EXERCISE BRIEF:
What lines of the data below hold "their"? Show them.

Start of SUPPLIED DATA

Issue #824, opened 2026-03-30
pgagroal enters high CPU loop when Unix socket is missing in multi-instance setup


ankushT369:
**Description**

I am running multiple pgagroal instances on the same machine using the same unix_socket_dir (/tmp). Both instances end up using the same Unix sockets (.s.pgagroal and .s.pgagroal.tu).

When one instance is stopped, the socket files get removed. The second instance is still running but can no longer access the expected socket.

After some time (around ~14 minutes of runtime), the remaining instance starts showing the issue:

repeated attempts to connect to the Unix socket
continuous log spam (especially with debug level enabled)
noticeable CPU usage increase

**Expected reason**

It seems that when one instance is stopped, the shared Unix socket files are removed, leaving the other instance with invalid internal references. Since both instances use the same socket path, there is no isolation, and the remaining instance cannot recover properly.

PR #947, opened 2026-07-01
[#946]Fix pgagroal-cli failure in transaction mode when clients are c…

### LINKED ISSUE #946: Transaction pipeline worker binds MAIN_UDS and breaks pgagroal-cli when clients are connected
In pipeline = transaction mode, pgagroal-cli commands such as flush all fail with Connection reset by peer when at least one client is connected. The same commands work when no clients are connected.

  CLI fails with:

`  WARN pgagroal-cli: read_byte: (nil) 3 Connection reset by peer`

AbduAllahhany:
Summary

  Revert the transaction worker socket change from commit 9dd22c7 (#824 (https://github.com/pgagroal/pgagroal/issues/824)) that switched workers from .s.pgagroal.<pid> to MAIN_UDS. That caused workers to steal the CLI management socket `(.s.pgagrshooal.<port>)`, breaking pgagroal-cli with Connection reset by peer when clients are connected in transaction mode.

  Restore per-worker UDS in pipeline_transaction.c; keep the #824 port suffix in network.c.

closes #946

### DIFF
--- a/src/libpgagroal/pipeline_transaction.c
+++ b/src/libpgagroal/pipeline_transaction.c
@@ -120,7 +120,7 @@ transaction_start(struct event_loop* loop, struct worker_io* w)
    deallocate = false;
 
    memset(&p, 0, sizeof(p));
-   pgagroal_snprintf(&p[0], sizeof(p), MAIN_UDS);
+   pgagroal_snprintf(&p[0], sizeof(p), ".s.pgagroal.%d", (int)getpid());
 
    if (pgagroal_bind_unix_socket(config->unix_socket_dir, &p[0], &unix_socket))
    {
@@ -587,7 +587,7 @@ shutdown_mgt(struct event_loop* loop __attribute__((unused)))
    config = (struct main_configuration*)shmem;
 
    memset(&p, 0, sizeof(p));
-   pgagroal_snprintf(&p[0], sizeof(p), MAIN_UDS);
+   pgagroal_snprintf(&p[0], sizeof(p), ".s.pgagroal.%d", (int)getpid());
 
    pgagroal_io_stop(&io_mgt);
    pgagroal_disconnect(unix_socket);
--- a/src/libpgagroal/pipeline_transaction.c
+++ b/src/libpgagroal/pipeline_transaction.c
@@ -120,6 +120,7 @@ transaction_start(struct event_loop* loop, struct worker_io* w)
    deallocate = false;
 
    memset(&p, 0, sizeof(p));
+   /* Use a per-worker socket, not MAIN_UDS: binding MAIN_UDS here would collide with the main management socket and reset pgagroal-cli once a client is attached */
    pgagroal_snprintf(&p[0], sizeof(p), ".s.pgagroal.%d", (int)getpid());
 
    if (pgagroal_bind_unix_socket(config->unix_socket_dir, &p[0], &unix_socket))
@@ -587,6 +588,7 @@ shutdown_mgt(struct event_loop* loop __attribute__((unused)))
    config = (struct main_configuration*)shmem;
 
    memset(&p, 0, sizeof(p));
+   /* Must match the per-worker socket bound in transaction_start, not MAIN_UDS, so cleanup removes the right socket */
    pgagroal_snprintf(&p[0], sizeof(p), ".s.pgagroal.%d", (int)getpid());
 
    pgagroal_io_stop(&io_mgt);
--- a/test/check.sh
+++ b/test/check.sh
@@ -432,12 +432,16 @@ export_pgagroal_test_variables() {
 
   echo "export PGPASSWORD=$PG_USER_PASSWORD"
   export PGPASSWORD=$PG_USER_PASSWORD
+
+  echo "export PGAGROAL_TEST_BIN=$EXECUTABLE_DIRECTORY"
+  export PGAGROAL_TEST_BIN=$EXECUTABLE_DIRECTORY
 }
 
 unset_pgagroal_test_variables() {
   unset PGAGROAL_TEST_BASE_DIR
   unset PGAGROAL_TEST_CONF
   unset PGPASSWORD
+  unset PGAGROAL_TEST_BIN
   unset LLVM_PROFILE_FILE
   unset CC
 }
--- a/test/include/tsclient.h
+++ b/test/include/tsclient.h
@@ -119,6 +119,31 @@ pgagroal_tsclient_execute_concurrent_holds(char* user, char* database, int clien
 int
 pgagroal_tsclient_limit_backend_peak(char* user, char* database, int client_count, int hold_seconds);
 
+/**
+* Run a pgagroal-cli management command against the running test instance,
+ * using the testsuite configuration so the CLI targets the same management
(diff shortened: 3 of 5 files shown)


fluca1978:
@ankushT369 can you give a feedback on this?

ankushT369:
> @ankushT369 can you give a feedback on this?

yes !!! I checking this out!!

ankushT369:
@fluca1978 heres the thing the actual problem was !! 

The actual issue was this: earlier `./pgagroal` was using a single socket file `.s.pgagroal`. Because of that, if I ran two instances, both were sharing the same socket, which caused conflicts and basically led to an infinite loop problem.

To fix this, I introduced isolation by making the socket name include the port, like `.s.pgagroal.PORT` (for example: `.s.pgagroal.2345`, where `2345` is the port number). I also updated the `pipeline_transaction` code to keep everything consistent.

Previously, `pipeline_transaction` was using `.s.pgagroal.pid`, which is also a valid way to isolate instances. But somehow the client side wasn’t aware of this change, and that mismatch was causing the issue.

I would rather suggest to edit client side where problem is occurring if you want to maintain consistency or if you don't want to then going with this will work!!.
 
I exactly don't know whats the issue.

AbduAllahhany:
The issue was the transaction workers bind MAIN_UDS (.s.pgagroal.<port>), the same socket pgagroal-cli uses so when there is an active client the cli got `connection reset by peer` . so, we need separate sockets for CLI and workers

jesperpedersen:
The transactional pipeline should use its own Unix Domain Socket descriptors

ankushT369:
> The transactional pipeline should use its own Unix Domain Socket descriptors

the before was : `.s.pgagroal.pid` then I changed it to `.s.pgagroal.PORT` !! and thats where the client side got confused

jesperpedersen:
@ankushT369 Yes, but transaction need to interact with their PID UDS

ankushT369:
> The issue was the transaction workers bind MAIN_UDS (.s.pgagroal.), the same socket pgagroal-cli uses so when there is an active client the cli got `connection reset by peer` . so, we need separate sockets for CLI and workers

No it does not binds `.s.pgagroal.` the function 
```c
if (pgagroal_bind_unix_socket(config->unix_socket_dir, &p[0], &unix_socket))
```
converts the MAIN_UDS (`.s.pgagroal.`) to (`.s.pgagroal.PORT`)

ankushT369:
> @ankushT369 Yes, but transaction need to interact with their PID UDS

then the change would be fine !!

fheikens (commented):
Confirmed the root cause and reproduced the reasoning: #824 (\`9dd22c7\`) switched the transaction worker to \`MAIN_UDS\`, so it collides with the main management socket and resets \`pgagroal-cli\` once a client is attached. The revert to a per-worker \`.s.pgagroal.<pid>\` is the right minimal fix, and it is applied consistently in both \`transaction_start\` (bind) and \`shutdown_mgt\` (cleanup), while keeping #824's per-instance suffix in \`network.c\`. I also checked \`pipeline_session.c\` — it never binds \`MAIN_UDS\` (only \`.s.PGSQL.%d\`), so this is correctly transaction-only.

Two asks before merge: (1) could we add an MCTF regression test — a \`pgagroal-cli\` command (e.g. \`flush all\`) in transaction mode with a client connected, which should now succeed? That locks this in so #824-style changes cannot silently reintroduce it. (2) Minor: worth a one-line comment noting why the worker must not use \`MAIN_UDS\`, so the next person does not re-apply #824's change. LGTM otherwise.

fheikens:
Following up on my review's test ask — offering a starting point so this doesn't have to block on it. It needs a small `tsclient` `pgagroal-cli` helper (there isn't one yet) plus the suite running in **transaction** mode. Untested sketch, adapt as you see fit.

**1. A `pgagroal-cli` helper in `tsclient` — `test/libpgagroaltest/tsclient.c` (+ prototype in `test/include/tsclient.h`):**

```c
/* Run a pgagroal-cli management command against the test instance.
 * Returns 0 if pgagroal-cli exited successfully, otherwise 1. */
int
pgagroal_tsclient_execute_cli(char* args)
{
   char* cmd = NULL;
   char* conf = NULL;
   int ret;

   /* project_directory is set in pgagroal_tsclient_init(); the running instance
    * uses <project_directory>/pgagroal-testsuite/conf/pgagroal.conf */
   conf = pgagroal_append(conf, project_directory);
   conf = pgagroal_append(conf, PGAGROAL_CONFIGURATION_TRAIL);

   cmd = pgagroal_append(cmd, "pgagroal-cli -c ");
   cmd = pgagroal_append(cmd, conf);
   cmd = pgagroal_append_char(cmd, ' ');
   cmd = pgagroal_append(cmd, args);

   ret = system(cmd);

   free(cmd);
   free(conf);
   return (ret == 0) ? 0 : 1;
}
```

**2. Compose it with a live client** — the bug only shows while a transaction worker exists, so hold one client and run the CLI mid-hold. This reuses the exact background-hold machinery already in `pgagroal_tsclient_execute_concurrent_holds` (`BEGIN; SELECT pg_sleep(n); COMMIT;` on a thread); a thin `pgagroal_tsclient_cli_during_hold(user, database, args, hold_seconds)` that spawns one hold thread, `sleep(1)`, calls `pgagroal_tsclient_execute_cli(args)`, then joins and returns the CLI result.

**3. Testcase — `test/testcases/test_cli_transaction.c`:**

```c
#include <pgagroal.h>
#include <tsclient.h>
#include <mctf.h>

/*
 * Regression test for #946: in pipeline = transaction, a pgagroal-cli command
 * failed with "Connection reset by peer" whenever a client was connected,
 * because the transaction worker bound MAIN_UDS and stole the management
 * socket. This keeps one client connected and asserts the CLI succeeds.
 * Requires the suite to run with pipeline = transaction.
 */
MCTF_TEST(test_pgagroal_cli_transaction_client_connected)
{
   int rc = pgagroal_tsclient_cli_during_hold(user, database, "status", 3);
   MCTF_ASSERT(rc == 0, cleanup,
               "pgagroal-cli failed while a client was connected in transaction mode (#946)");
cleanup:
   MCTF_FINISH();
}
```

Two wiring points: register the testcase in `test/CMakeLists.txt` + `test/runner.c`, and make sure it runs under **`pipeline = transaction`** (if the suite is session-only today, that config path is the prerequisite). Happy to open this as a follow-up PR against your branch if that's easier — just say the word.

AbduAllahhany:
Ok, go ahead

fluca1978:
it is not clear to me if this requires other work or it's done

AbduAllahhany:
> it is not clear to me if this requires other work or it's done

I think it's done as @fheikens stated that "treat CI as the real validation"

fheikens (approved):
Confirming this is complete from my side. The per-worker UDS revert is the correct minimal fix, and the transaction-mode `pgagroal-cli` regression test (`22aac4b7`) that reproduces #946 is now in the branch and passing in CI — which is the real validation here. No further work needed; good to merge. Thanks @AbduAllahhany.

fluca1978:
merged, thanks @AbduAllahhany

End of SUPPLIED DATA

ANSWER:
@ankushT369 Yes, but transaction need to interact with their PID UDS
> @ankushT369 Yes, but transaction need to interact with their PID UDS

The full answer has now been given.